Collected data entries
- Opening Delimiter -

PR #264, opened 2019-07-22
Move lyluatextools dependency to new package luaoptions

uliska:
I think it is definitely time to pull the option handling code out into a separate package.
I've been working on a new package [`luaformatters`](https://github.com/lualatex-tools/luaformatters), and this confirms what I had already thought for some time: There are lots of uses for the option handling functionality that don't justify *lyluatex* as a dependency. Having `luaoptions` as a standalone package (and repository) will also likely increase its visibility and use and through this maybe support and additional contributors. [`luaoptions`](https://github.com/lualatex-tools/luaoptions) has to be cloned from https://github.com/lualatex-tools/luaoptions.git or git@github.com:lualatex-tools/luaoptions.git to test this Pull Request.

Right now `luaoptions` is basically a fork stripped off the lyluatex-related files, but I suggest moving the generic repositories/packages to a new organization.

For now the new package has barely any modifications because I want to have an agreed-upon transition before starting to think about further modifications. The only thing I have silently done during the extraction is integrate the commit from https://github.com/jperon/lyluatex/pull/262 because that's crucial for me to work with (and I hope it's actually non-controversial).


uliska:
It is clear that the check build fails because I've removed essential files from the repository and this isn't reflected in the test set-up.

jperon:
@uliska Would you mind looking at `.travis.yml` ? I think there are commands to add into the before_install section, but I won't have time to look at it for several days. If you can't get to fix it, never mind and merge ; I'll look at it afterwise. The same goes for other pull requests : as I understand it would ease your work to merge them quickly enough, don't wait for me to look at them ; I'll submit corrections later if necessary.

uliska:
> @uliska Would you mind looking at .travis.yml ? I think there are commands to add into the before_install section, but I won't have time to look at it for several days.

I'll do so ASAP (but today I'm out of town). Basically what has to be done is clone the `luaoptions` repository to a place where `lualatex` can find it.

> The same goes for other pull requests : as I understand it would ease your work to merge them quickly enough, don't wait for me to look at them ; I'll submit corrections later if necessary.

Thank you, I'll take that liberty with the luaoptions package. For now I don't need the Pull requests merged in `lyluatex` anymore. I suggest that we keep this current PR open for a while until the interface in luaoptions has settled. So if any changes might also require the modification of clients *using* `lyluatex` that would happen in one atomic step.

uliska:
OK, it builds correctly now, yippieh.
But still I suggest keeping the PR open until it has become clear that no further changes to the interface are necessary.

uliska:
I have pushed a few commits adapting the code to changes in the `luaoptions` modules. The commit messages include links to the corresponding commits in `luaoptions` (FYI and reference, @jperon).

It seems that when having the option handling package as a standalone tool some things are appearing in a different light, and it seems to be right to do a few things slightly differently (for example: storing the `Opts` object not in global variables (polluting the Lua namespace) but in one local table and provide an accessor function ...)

- Closing Delimiter -
- Opening Delimiter -

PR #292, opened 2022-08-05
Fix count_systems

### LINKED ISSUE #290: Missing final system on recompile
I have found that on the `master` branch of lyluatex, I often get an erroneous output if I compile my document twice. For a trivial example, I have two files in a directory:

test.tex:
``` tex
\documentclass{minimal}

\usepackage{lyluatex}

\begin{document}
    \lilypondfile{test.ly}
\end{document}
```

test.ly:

- Closing Delimiter -
- Opening Delimiter -

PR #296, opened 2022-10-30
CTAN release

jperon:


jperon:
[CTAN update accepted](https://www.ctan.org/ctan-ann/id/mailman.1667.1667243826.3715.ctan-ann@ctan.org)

- Closing Delimiter -

▶ THE TASK
Would you retype the lines above from the one with "PR #264, opened 2019-07-22" down to the one with "I think it is", word for word, both ends included and no other lines?

▶ COMPLETED EXERCISE
PR #264, opened 2019-07-22
Move lyluatextools dependency to new package luaoptions

uliska:
I think it is definitely time to pull the option handling code out into a separate package.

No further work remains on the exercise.